=== Begin Enclosure ===

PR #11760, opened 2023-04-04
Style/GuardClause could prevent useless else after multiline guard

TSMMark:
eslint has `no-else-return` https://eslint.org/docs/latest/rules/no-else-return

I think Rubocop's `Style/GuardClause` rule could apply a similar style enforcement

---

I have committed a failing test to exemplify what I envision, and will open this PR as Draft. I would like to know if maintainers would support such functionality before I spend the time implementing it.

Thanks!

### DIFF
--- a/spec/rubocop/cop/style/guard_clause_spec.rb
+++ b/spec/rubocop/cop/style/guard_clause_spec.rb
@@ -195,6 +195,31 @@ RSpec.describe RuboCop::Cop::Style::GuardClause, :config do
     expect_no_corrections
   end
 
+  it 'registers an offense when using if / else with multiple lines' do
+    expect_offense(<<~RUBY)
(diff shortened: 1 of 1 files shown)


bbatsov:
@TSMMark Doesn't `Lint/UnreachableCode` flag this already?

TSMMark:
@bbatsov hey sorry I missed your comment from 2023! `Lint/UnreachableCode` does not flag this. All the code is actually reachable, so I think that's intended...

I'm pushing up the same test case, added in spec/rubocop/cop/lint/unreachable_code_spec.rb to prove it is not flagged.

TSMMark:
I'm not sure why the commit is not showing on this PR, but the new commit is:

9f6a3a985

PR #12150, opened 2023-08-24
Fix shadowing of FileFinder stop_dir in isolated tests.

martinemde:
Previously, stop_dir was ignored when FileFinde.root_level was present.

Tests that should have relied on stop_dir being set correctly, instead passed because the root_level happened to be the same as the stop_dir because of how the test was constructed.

=== End Enclosure ===

INSTRUCTIONS FOR THE TASK —
Would you please copy the material above exactly, with nothing left out?

TASK RESPONSE —
PR #11760, opened 2023-04-04
Style/GuardClause could prevent useless else after multiline guard

TSMMark:
eslint has `no-else-return` https://eslint.org/docs/latest/rules/no-else-return

I think Rubocop's `Style/GuardClause` rule could apply a similar style enforcement

---

I have committed a failing test to exemplify what I envision, and will open this PR as Draft. I would like to know if maintainers would support such functionality before I spend the time implementing it.

Thanks!

### DIFF
--- a/spec/rubocop/cop/style/guard_clause_spec.rb
+++ b/spec/rubocop/cop/style/guard_clause_spec.rb
@@ -195,6 +195,31 @@ RSpec.describe RuboCop::Cop::Style::GuardClause, :config do
     expect_no_corrections
   end
 
+  it 'registers an offense when using if / else with multiple lines' do
+    expect_offense(<<~RUBY)
(diff shortened: 1 of 1 files shown)


bbatsov:
@TSMMark Doesn't `Lint/UnreachableCode` flag this already?

TSMMark:
@bbatsov hey sorry I missed your comment from 2023! `Lint/UnreachableCode` does not flag this. All the code is actually reachable, so I think that's intended...

I'm pushing up the same test case, added in spec/rubocop/cop/lint/unreachable_code_spec.rb to prove it is not flagged.

TSMMark:
I'm not sure why the commit is not showing on this PR, but the new commit is:

9f6a3a985

PR #12150, opened 2023-08-24
Fix shadowing of FileFinder stop_dir in isolated tests.

martinemde:
Previously, stop_dir was ignored when FileFinde.root_level was present.

Tests that should have relied on stop_dir being set correctly, instead passed because the root_level happened to be the same as the stop_dir because of how the test was constructed.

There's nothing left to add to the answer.